=== Begin Enclosure ===

PR #278, opened 2026-08-22
fix: enforce budget during zip member read to prevent zip bomb OOM

### LINKED ISSUE #273: bug: OOM Vulnerability via Forged `file_size` in `.tir` Package Loading (Zip Bomb)
### What happened
The `.tir` package loading logic in `pkg/trajectory_ir/package/tir.py` defends against zip bombs by tracking a memory budget and checking `info.file_size > budget`. However, this relies on the `file_size` declared in the zip header, which can be maliciously forged. 

Because the code uses `zf.read(name)`, Python's `zipfile` module will attempt to read and decompress the entire stream into memory until EOF. If an attacker provides a highly compressed payload (e.g., 10GB of zeroes) but forges the header `file_size` to claim it is only `10` bytes, the `info.file_size > budget` check evaluates to `False`, and `zf.read()` proceeds to consume all available RAM, causing an Out of Memory (OOM) crash.

### What you expected
The loading logic should enforce the budget limit *during* the read operation, not just based on the untrusted zip header metadata.

### Steps to reproduce
1. Craft a standard `.tir` package.
2. Replace one of the files (e.g. `nodes.ndjson`) with a massive, highly compressed file (e.g. 10GB of null bytes compressed to a few MBs).
3. Manually edit the zip directory header so that `file_size` for that entry claims to be `10` bytes.
4. Call `load_tir` on the forged package.
5. Observe the Python process crashing with a `MemoryError` or being killed by the OS OOM killer.

### Proposed Fix
Replace `zf.read(name)` with a bounded stream read that enforces the budget actively.

Instead of:
```python
    data = zf.read(name)
    if len(data) > MAX_UNCOMPRESSED_ENTRY_BYTES:
        raise TirLimitError(...)
```

Use:
```python
    with zf.open(name) as fp:
        # Read exactly the limit + 1 byte
        data = fp.read(MAX_UNCOMPRESSED_ENTRY_BYTES + 1)
    
    if len(data) > MAX_UNCOMPRESSED_ENTRY_BYTES:
        raise TirLimitError(f"zip member {name!r} expanded beyond per-entry limit")
```
This guarantees that memory consumption never exceeds the limit, regardless of what the zip header claims.

*(Note: This vulnerability is present in `_read_zip_member` in `tir.py` and any downstream functions copying its pattern, such as the newly introduced `_collect_zip_members` in `signature.py`.)*

desireddymohithreddy0925:
Fixes #273

### Problem
The `.tir` package loading logic in `pkg/trajectory_ir/package/tir.py` attempted to defend against zip bombs by checking `info.file_size` against a budget limit. However, a malicious payload could forge the `file_size` in the zip header to claim a small footprint while actually containing gigabytes of highly compressed data. Because the code used `zf.read(name)`, Python's `zipfile` module would decompress the entire stream into memory until EOF regardless of the header size, leading to an Out of Memory (OOM) crash.

### Solution
- Replaced the vulnerable `zf.read(name)` with a bounded stream read: `fp.read(MAX_UNCOMPRESSED_ENTRY_BYTES + 1)`.
- This ensures that decompression strictly halts and evaluates the budget limit based on the actual bytes extracted, rather than relying on untrusted metadata declared in the zip header.

If an attacker forges the zip header, memory consumption is now actively bounded and safely aborted without crashing the process.

### DIFF
--- a/pkg/trajectory_ir/package/tir.py
+++ b/pkg/trajectory_ir/package/tir.py
@@ -126,13 +126,16 @@ def _read_zip_member(zf: zipfile.ZipFile, name: str, *, budget: list[int]) -> by
             f"zip member {name!r} uncompressed size {info.file_size} "
             f"exceeds limit {MAX_UNCOMPRESSED_ENTRY_BYTES}"
         )
-    if info.file_size > budget[0]:
+    limit = min(MAX_UNCOMPRESSED_ENTRY_BYTES, budget[0])
+    with zf.open(name) as fp:
+        # Read exactly the active limit + 1 byte to detect overrun
+        data = fp.read(limit + 1)
+    if len(data) > MAX_UNCOMPRESSED_ENTRY_BYTES:
+        raise TirLimitError(f"zip member {name!r} expanded beyond per-entry limit")
+    if len(data) > budget[0]:
         raise TirLimitError(
             f"zip total uncompressed size would exceed limit {MAX_TOTAL_UNCOMPRESSED_BYTES}"
         )
-    data = zf.read(name)
-    if len(data) > MAX_UNCOMPRESSED_ENTRY_BYTES:
-        raise TirLimitError(f"zip member {name!r} expanded beyond per-entry limit")
     budget[0] -= len(data)
     return data
 
--- a/test/unit/test_zip_bomb.py
+++ b/test/unit/test_zip_bomb.py
@@ -1,0 +1,42 @@
+import zipfile
+from pathlib import Path
+
+import pytest
+
+from trajectory_ir.package.tir import (
+    TirLimitError,
+    _read_zip_member,
+)
+
+
+def test_read_zip_member_enforces_budget(tmp_path: Path):
+    zip_path = tmp_path / "bomb.zip"
+    with zipfile.ZipFile(zip_path, "w", compression=zipfile.ZIP_DEFLATED) as zf:
+        # Create a file that is exactly 100 bytes long
+        zf.writestr("bomb.txt", b"x" * 100)
+
+    # Budget is 50 bytes. We expect reading this member to fail.
+    budget = [50]
+
+    with (
+        zipfile.ZipFile(zip_path, "r") as zf,
+        pytest.raises(TirLimitError, match="zip total uncompressed size would exceed limit"),
+    ):
+        _read_zip_member(zf, "bomb.txt", budget=budget)
+
+
+def test_read_zip_member_enforces_entry_limit(tmp_path: Path, monkeypatch):
+    import trajectory_ir.package.tir as tir
+
+    monkeypatch.setattr(tir, "MAX_UNCOMPRESSED_ENTRY_BYTES", 50)
+
+    zip_path = tmp_path / "bomb.zip"
+    with zipfile.ZipFile(zip_path, "w", compression=zipfile.ZIP_DEFLATED) as zf:
+        zf.writestr("bomb.txt", b"x" * 100)
+
+    budget = [1000]  # large enough
+    with (
+        zipfile.ZipFile(zip_path, "r") as zf,
+        pytest.raises(TirLimitError, match="exceeds limit"),
+    ):
+        _read_zip_member(zf, "bomb.txt", budget=budget)


pkg/trajectory_ir/package/tir.py
```diff
@@ -130,7 +130,9 @@ def _read_zip_member(zf: zipfile.ZipFile, name: str, *, budget: list[int]) -> by
         raise TirLimitError(
             f"zip total uncompressed size would exceed limit {MAX_TOTAL_UNCOMPRESSED_BYTES}"
         )
-    data = zf.read(name)
+    with zf.open(name) as fp:
+        # Read exactly the limit + 1 byte
+        data = fp.read(MAX_UNCOMPRESSED_ENTRY_BYTES + 1)
```
Ayush-Patel-56: line 129 still uses `info.file_size` instead of `len(data)`, total budget can overshoot by one entry before it's caught. same fix here too?

Ayush-Patel-56 (changes requested):

pkg/trajectory_ir/package/tir.py
```diff
@@ -130,9 +130,16 @@ def _read_zip_member(zf: zipfile.ZipFile, name: str, *, budget: list[int]) -> by
         raise TirLimitError(
             f"zip total uncompressed size would exceed limit {MAX_TOTAL_UNCOMPRESSED_BYTES}"
         )
-    data = zf.read(name)
+    limit = min(MAX_UNCOMPRESSED_ENTRY_BYTES, budget[0])
+    with zf.open(name) as fp:
+        # Read exactly the active limit + 1 byte to detect overrun
+        data = fp.read(limit + 1)
     if len(data) > MAX_UNCOMPRESSED_ENTRY_BYTES:
         raise TirLimitError(f"zip member {name!r} expanded beyond per-entry limit")
```
Siddhartha-singh01, line 134: Bounded open/read is the real fix. Good. Please drop or stop relying on the earlier info.file_size > budget[0] gate for security, and add a unit test for this path.

examples/kill_mid_deploy/agent.py
```diff
@@ -1,14 +1,14 @@
 """Kill-mid-deploy fixture agent.
```
Siddhartha-singh01, line 1: Rename belongs in #275, not this zip bomb PR. Please remove from the diff.

Siddhartha-singh01 (dismissed):
Line by line.

The bounded read in _read_zip_member is the right idea and matches what we want for lying zip headers:

limit = min(MAX_UNCOMPRESSED_ENTRY_BYTES, budget[0])
with zf.open(name) as fp:
    data = fp.read(limit + 1)

That part LGTM and agrees with Ayush on using a capped read instead of zf.read.

Problems:

1. Scope. This PR also renames kill-mid-deploy across docs, examples, and Go. That is #202 / #275. Please strip the rename and keep only the tir.py zip bomb fix (plus a focused test). Otherwise #275 and #278 fight each other.

2. Ayush note on info.file_size for the pre read budget check. With limit = min(..., budget[0]) a lying small header cannot OOM you, but the pre check on info.file_size > budget[0] is misleading. Prefer relying on the bounded read and the len(data) > budget[0] check after the read. Keep the early reject only for declared size above MAX_UNCOMPRESSED_ENTRY_BYTES if you want a fast path.

3. Add a unit test that shrinks the limits and asserts TirLimitError on an oversized member through load_tir or _read_zip_member.

Please rebase to tir.py (+ test) only.

examples/kill_mid_deploy/agent.py
desireddymohithreddy0925: "Done! I've fully rebased this branch and stripped out the kill-mid-deploy renaming noise so this PR won't conflict with #275.

In tir.py, I've dropped the misleading info.file_size > budget[0] pre-read check, relying purely on the bounded read data = fp.read(limit + 1) and the post-read check instead.

I've also added a unit test (test_zip_bomb.py) that successfully shrinks the limits and verifies that TirLimitError is reliably raised exactly as expected!"

Ayush-Patel-56:
@Siddhartha-singh01 fixes landed after your review — scope stripped back to tir.py + test only, and the budget check now uses `len(data)` instead of `info.file_size`. Mind re-reviewing?

Ayush-Patel-56 (approved):
Both my earlier notes are resolved — rename stripped, budget check now uses len(data) not info.file_size. Bounded read is the right fix.

Ayush4958 (approved):
LGTM,

@desireddymohithreddy0925 pls make sure to ask for assignment on any issue

desireddymohithreddy0925:
@Ayush4958 okay bro

Ayush-Patel-56 (approved):
Cheers!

=== End Enclosure ===

Problem statement
Quote in full each line from the top of the records above through the line with "### What happened"; stop after that line.

Answer
PR #278, opened 2026-08-22
fix: enforce budget during zip member read to prevent zip bomb OOM

### LINKED ISSUE #273: bug: OOM Vulnerability via Forged `file_size` in `.tir` Package Loading (Zip Bomb)
### What happened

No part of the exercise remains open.